═════ Available data

PR #4484, opened 2025-04-02
refactor(cli): misc cleanups in internal/diff

julio-lopez:
- remove spurious log message, duplicates what is being sent to the output;
- nit: update struct comment;
- consolidate code via a parameterized function;
- rename variable for clarity, it makes it easier to understand by avoiding negative condition check;
- remove unused return value;
- replace if blocks with switch.


julio-lopez:
@Rohit-BM18 PTAL

Rohit-BM18:
> @Rohit-BM18 PTAL

Looks good to me, thanks for refactoring the code. `compareMetadata` function reduces duplication of code and is easier to read. I will keep this pattern in mind for the future.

══════════

_Work to complete_
Each record above is to be reproduced word for word.

_Expected output_
PR #4484, opened 2025-04-02
refactor(cli): misc cleanups in internal/diff

julio-lopez:
- remove spurious log message, duplicates what is being sent to the output;
- nit: update struct comment;
- consolidate code via a parameterized function;
- rename variable for clarity, it makes it easier to understand by avoiding negative condition check;
- remove unused return value;
- replace if blocks with switch.


julio-lopez:
@Rohit-BM18 PTAL

Rohit-BM18:
> @Rohit-BM18 PTAL

Looks good to me, thanks for refactoring the code. `compareMetadata` function reduces duplication of code and is easier to read. I will keep this pattern in mind for the future.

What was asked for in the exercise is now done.